**Your instructions**
The data below needs to be returned exactly, line for line.

**Collected material**
Issue #1666, opened 2026-08-18
fix(skills): MCP callTool passes no timeout/signal — execution-layer timeout doesn't abort the MCP request


josephfung:
## Summary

**Exercise answer**
Issue #1666, opened 2026-08-18
fix(skills): MCP callTool passes no timeout/signal — execution-layer timeout doesn't abort the MCP request


josephfung:
## Summary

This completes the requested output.